Right now this is what i have:

function unlocktm

{
$user = read-host "Who is the user?"

Unlock-ADAccount -Identity $user -Credential adminaccount

Write-host "Account for $user has been unlocked!"
}

now here is the difficult part, our users usernames are based off their email. and we switched email formats like last year. So some peoples emails are [email protected] and others are [email protected]

So when that script i have now asks "who is the user?" i have to put in and know that users username style (either first.lastname or flastname). Well with 1500 users, i dont exactly know every ones emails off the top of my head.

So what im trying to do is make it so that when it asks for "who is this user?" i can just put in John Doe, itll run a second script i have setup that can search for that user in AD, pull the attribute and apply it into the first script. Let me explain better. For the time being i have a second script that is this:

function findtm

{
$Firstname = Read-Host "What is the users Firstname?"
$Lastname = Read-Host "What is the Users Lastname?"
Get-ADUser -Filter "Surname -like '$Lastname*' -and GivenName -like '$Firstname*'"
}

and that pulls the info about that user and shows me what their email style is. That email style is under the "samaccountname".

So ultimately, what i need it to do is:

I run the function, it asks me for the user.

I can just put in "John Doe"

and it will then run that second script in the background that searches for "John Doe" and then if it finds a John Doe, its grabs the "samaccountname" property (either john.doe or jdoe), attaches that to the answer in replace of the "john doe" and then the script runs the unlockad command for john doe and unlocks his account.

Im probably over thinking this by a large margin, but i was thinking a If-else could do it but i have no clue how to to set it up to pull that "samaccountname" property.

CodePudding user response:

In my opinion you should think of your functions as independent units, that take in the information they need as parameters. I would typically leave prompting or user interaction to the outermost layer.

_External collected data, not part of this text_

PR #499, opened 2021-06-13
Fix scoping of typed properties

### LINKED ISSUE #498: "self" is scoped to "prefix\self"
| Question    | Answer
| PHP-Scoper version | PHP Scoper version 0.15.0 2021-05-10 21:02:42 UTC
| PHP version | PHP 8.0.7 (cli) (built: Jun  1 2021 18:43:05) ( NTS gcc x86_64 )
| Platform with version | Linux
| Github Repo | https://github.com/sebastianbergmann/phpunit/issues/4706

This ...
```php
final class Configuration
{
    private static ?self $instance = null;
```

... is scoped to

```php
final class Configuration
{
    private static ?\PHPUnit\self $instance = null;
```

... which results in
```
Fatal error: Cannot use 'PHPUnit\self' as class name as it is reserved in ...
```

theofidry:
Closes #498

### DIFF
--- a/specs/class/typed-properties.php
+++ b/specs/class/typed-properties.php
@@ -34,6 +34,10 @@ return [
 class A {
     public string $name;
     
+    public ?self $instance = null;
+    
+    public static ?self $staticInstance = null;
+    
     public ?B $foo;
 
     public function a() {}
@@ -46,6 +50,8 @@ namespace Humbug;
 class A
 {
     public string $name;
+    public ?self $instance = null;
+    public static ?self $staticInstance = null;
     public ?B $foo;
     public function a()
     {
@@ -96,6 +102,8 @@ namespace Foo;
 class A
 {
     public string $name;
+    public ?self $instance = null;
+    public static ?self $staticInstance = null;
     public ?B $foo;
     public function a()
     {
@@ -109,6 +117,8 @@ namespace Humbug\Foo;
 class A
 {
     public string $name;
+    public ?self $instance = null;
+    public static ?self $staticInstance = null;
     public ?B $foo;
     public function a()
     {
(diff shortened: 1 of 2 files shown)


theofidry:
@sebastianbergmann is this urgent or is it acceptable to fix it by either not typing it or using a patcher? There is several things I would like to finish for the next version (as there is several BCs I would prefer to keep all BCs in one version) so if it is I'll likely need to create another branch to do a release

sebastianbergmann:
> is this urgent

Not really. At the moment, this issue only affects a feature branch that will, hopefully soon, be merged into `master`. PHPUnit 10 will not be released any time soon.

> is it acceptable to fix it by either not typing it

Not sure what you mean here. Are you suggesting that I should not use property type declarations in PHPUnit's code?

> using a patcher

I have not worked with patchers before. What would this look like?

theofidry:
>Not sure what you mean here. Are you suggesting that I should not use property type declarations in PHPUnit's code?

At least for now; This only affect `self` as a property type AFAICS so it's not all property type declarations

>I have not worked with patchers before. What would this look like?

```php
// scoper.inc.php
return [
      // ...
            'patchers' => [
                static function (string $filePath, string $prefix, string $contents): string {
                    if ('src/path/to/Configuration.php' !== $filePath) {
                        return $contents;
                    }
      
                    return str_replace(
                        'private static ?\PHPUnit\self $instance = null;',
                        'private static ?self $instance = null;',
                        $contents,
                ),
        ],
];
```

or something along those lines

rotdrop:
This is quite annoying. I have a work-around like this in my `scoper.inc.php`:

```
diff --git a/scoper.inc.php b/scoper.inc.php
index 9723a9a7..c8c11947 100644
--- a/scoper.inc.php
+++ b/scoper.inc.php
@@ -106,5 +106,13 @@ return [
 
       return preg_replace('/namespace .+;/', '', $contents);
     },
+    // work around broken Scoper
+    function (string $filePath, string $prefix, string $contents): string {
+      return preg_replace(
+        '%[?]\S+\\\\self%',
+        '?self',
+        $content
+      );
+    },
   ],
 ];
```

In my case it affects `symfony/translation/MessageCatalogue.php`

Can you please this bug? Symfony is a widely used framework.

Kind thanks in advance!

Issue #810, opened 2022-12-28
Error on Windows


AnirudhSingal91:
## Bug report

| Question    | Answer
| Getting error while running the php-scoper add-prefix command  

I came across php-scoper because I was experiencing  dependency hell in my custom wordpress plugin. I just want to prefix one package(guzzlehttp). I found implementing php-scoper to be extremely hard and i'm probably doing it all wrong. 

I get the following error while running the php-scoper add-prefix command

In Filesystem.php line 95:
                                                                                                                                                                                                                                                    
Failed to create "C:/Users/singa/source/repos/WIP/woocommerce-xero-integration/woocommerce-xero-integration/woocommerce-xero-integration/dependencies/vendorC:\Users\singa\source\repos\WIP\woocommerce-xero-integration\woocommerce-xero-integration\woocommerce-xero-integration\vendor\guzzlehttp\guzzle\src": mkdir(): No such file or directory  


| ---------------
| PHP-Scoper version | x.y.z <!-- (`php-scoper.phar -V` or `composer show | grep humbug/php-scoper`) -->0.18
| PHP version | x.y.z <!-- (`php -v`) -->8.1
| Platform with version | e.g. Ubuntu/Windows/MacOS Windows
| Github Repo | - <!-- (if public) -->


<!--
Replace this comment with your issue description. Please complete the table above
with the correct information when relevant and include if relevant:
- The steps to reproduce your issue
- The exact command run
- Your configuration file

Also ensure the issue lies with the isolated code and not with shipping the code in a PHAR. Please
refer to the documentation (#Recommendations) for more details.

For general support, please use the #humbug Slack channel: https://symfony.com/slack-invite.
-->

<details>
 <summary>scoper.inc.php</summary>
 
 ```php
 <?php
 
 declare(strict_types=1);
 
 use Isolated\Symfony\Component\Finder\Finder;
 
 return [
 ];

 ```
</details>

<details>
 <summary>Output</summary>
 
 ```bash
 $ command
 > output
 ```
</details>

theofidry:
@AnirudhSingal91 sorry to hear.

Unfortunately this library is not tested under Windows. I have no Windows machine myself so it was never practical to add support for it and no one really stepped up to help out there. A few issues have occasionally been fixed for it, so maybe it works, maybe not.

I unfortunately cannot help out much there without any sort of reproducer.

You might also want to checkout #303 which talks to length about the WP use case.

AnirudhSingal91:
[...]

PR #862, opened 2023-10-20
Normalize paths to avoid issue on Windows filesystems

liqueurdetoile:
Related to https://github.com/humbug/php-scoper/issues/810

Hi,

I was facing the same issue after updating one of my package and doing local testings on a Windows mahcine. I've checked this fix locally and it's doing fine. I've used normalize instead of canonicalize as it's a bit faster and I don't think that weird paths like `to/../to/` are expected.

Tests workflow is green on my fork but I'm facing unexpected failure on E2E tests. I can't see why this commit could brain out PHAR generation. Let's see how this this PR performs 😸 

Feel free to close it if it's not welcome.

### DIFF
--- a/src/Console/ConsoleScoper.php
+++ b/src/Console/ConsoleScoper.php
@@ -180,9 +180,9 @@ final class ConsoleScoper
         Assert::notNull($commonDirectoryPath);
 
         $mapFiles = static fn (array $inputFileTuple) => [
-            $inputFileTuple[0],
+            Path::normalize($inputFileTuple[0]),
             $inputFileTuple[1],
-            $outputDir.str_replace($commonDirectoryPath, '', $inputFileTuple[0]),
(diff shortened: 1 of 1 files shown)


theofidry:
Thank you @liqueurdetoile!

theofidry:
>Tests workflow is green on my fork but I'm facing unexpected failure on E2E tests. I can't see why this commit could brain out PHAR generation. Let's see how this this PR performs 😸

It could be they just don't work on Windows, since I don't have a windows machine I never tried

liqueurdetoile:
You're welcome 😺

liqueurdetoile:
Also thanks @EusebiuOprinoiu  for the findout in code.

For E2E issue, it was on my forked repository. I presumed there was some missing artifacts because I've not enabled all the workflows, maybe ?

theofidry:
Ha that can be too indeed

PR #880, opened 2023-11-02
add docs for excluding third-party symbols

calvinalkan:


docs/configuration.md
```diff
@@ -267,6 +268,46 @@ It is recommended to use excluded symbols only to complement the
 [PhpStorm's stubs][phpstorm-stubs] shipped with PHP-Scoper.
 
 
+### Excluding Third-Party Symbols
```
theofidry, line 271: I think if you phrase it like so, it's is very confusing as redundant with the previous doc section. And I actually realise there is a section "How to deal with unknown third-party symbols" in "Further Reading".

I think the two existing sections are still relevant, after all what your package is is not so much documenting the (already documented) feature but promoting a canonical way to deal with wordpress plugins.

So instead, maybe a `Wordpress Support` under "Further Reading" would be more appropriate?

calvinalkan: Yes, that sounds good.

PR #881, opened 2023-11-02
test: Add an e2e test for PHPUnit

### LINKED ISSUE #640: Add better PHPUnit support
See https://gist.github.com/sebastianbergmann/9eba10f9e61c576950df8bcd37712992#file-phar-md.

It would be interesting to have PHPUnit, as we have Infection, part of the e2e test suite.

theofidry:
Closes #640.


sebastianbergmann:
I think you should only use the [PHAR-specific tests](https://github.com/sebastianbergmann/phpunit/blob/main/.github/workflows/ci.yml#L228).

PR #897, opened 2023-11-04
doc: Fix the broken link even more

szepeviktor:
There was a missing dash.

image

From #896


szepeviktor:
Here are two tools for Markdown

1. markdownlint-cli2 for formatting
2. lychee for checking URL-s

https://github.com/szepeviktor/byte-level-care/blob/master/.github/workflows/markdown.yml#L32

theofidry:
Thanks! will look into it :)

PR #899, opened 2023-11-05
Update .gitattributes

szepeviktor:
Remove non-existent files, add new development files.

Test command: `git archive HEAD | tar -t --exclude='*/*'`

One more to add: `composer.lock` - the lock file is not used in packages.

### DIFF
--- a/.gitattributes
+++ b/.gitattributes
@@ -3,24 +3,27 @@
 *.php text eol=lf
 
 # Ignore all test and documentation with "export-ignore".
+/.composer-root-version          export-ignore
 /.gitattributes                  export-ignore
 /.gitignore                      export-ignore
-/.styleci.yml                    export-ignore
-/.travis.yml                     export-ignore
 /.github/                        export-ignore
+/.php-cs-fixer.dist.php          export-ignore
+/.scrutinizer.yml                export-ignore
 /_specs/                         export-ignore
 /bin/infection.sh                export-ignore
 /box.json.dist                   export-ignore
 /build/                          export-ignore
 /composer-root-version-checker/  export-ignore
 /docs/                           export-ignore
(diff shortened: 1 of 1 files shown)


.gitattributes
```diff
@@ -3,24 +3,27 @@
...
 /build/                          export-ignore
 /composer-root-version-checker/  export-ignore
 /docs/                           export-ignore
+/Dockerfile                      export-ignore
 /infection.json.dist             export-ignore
 /fixtures/                       export-ignore
+/.makefile/                      export-ignore
 /Makefile                        export-ignore
-/phpstan.neo.dist                export-ignore
+/phpstan.neon.dist               export-ignore
```
szepeviktor, line 23: A typo

theofidry: Thanks!

szepeviktor: Glad to contribute.

theofidry:
Thank you @szepeviktor

szepeviktor:
Actually fixing all these is a solution for **today**.
The Integrity workflow keeps all these fixed at every commit.
https://github.com/szepeviktor/byte-level-care/blob/master/.github/workflows/reusable-integrity.yml#L39
.. maybe this is only valid in my golden cage

theofidry:
I can see a few being helpful, not sure but a few others, but maybe I'll try adding those in the future :)

szepeviktor:
For example the one that looks for gitignored files in the index.
```
$ git ls-files --cached --ignored --exclude-standard
bin/infection.sh
bin/php-scoper
build/.gitkeep
fixtures/set028-symfony/expected-output
fixtures/set030/expected-output
```
Investigating ... 🕵🏻‍♂️

PR #900, opened 2023-11-05
build: Remove non-existent ignored files

szepeviktor:
@theofidry Here is another fruit 🍇 of the Integrity workflow.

Consider that Get-ADUser returns an object that can be used with Unlock-ADAccount as well.

function unlocktm
{
param($Identity)

Unlock-ADAccount -Identity $Identity -Credential adminaccount

Write-host "Account for $($Identity.SamAccountName) has been unlocked!"
}

function findtm
{
param($Firstname, $Lastname)
Get-ADUser -Filter "Surname -like '$Lastname*' -and GivenName -like '$Firstname*'"
}

# the outer script area
$Firstname = Read-Host "What is the users Firstname?"
$Lastname = Read-Host "What is the Users Lastname?"

$Id = findtm -Firstname $Firstname -Lastname $Lastname
unlocktm -Identity $id

Now, if you want to make it a little more fancy:

function unlocktm
{
  [CmdletBinding()]
  param(
    [Parameter(ValueFromPipeline=$true)]
    $Identity
  )

  Process {
    Unlock-ADAccount -Identity $Identity -Credential adminaccount

    Write-host "Account for $($Identity.SamAccountName) has been unlocked!"
  }
}

function findtm
{
param($Firstname, $Lastname)
Get-ADUser -Filter "Surname -like '$Lastname*' -and GivenName -like '$Firstname*'"
# by simply calling this, the value returned becomes the return value of your function
}

# the outer script area
$Firstname = Read-Host "What is the users Firstname?"
$Lastname = Read-Host "What is the Users Lastname?"

findtm -Firstname $Firstname -Lastname $Lastname | unlocktm

There are lots of possibilities, but perhaps this is a good start?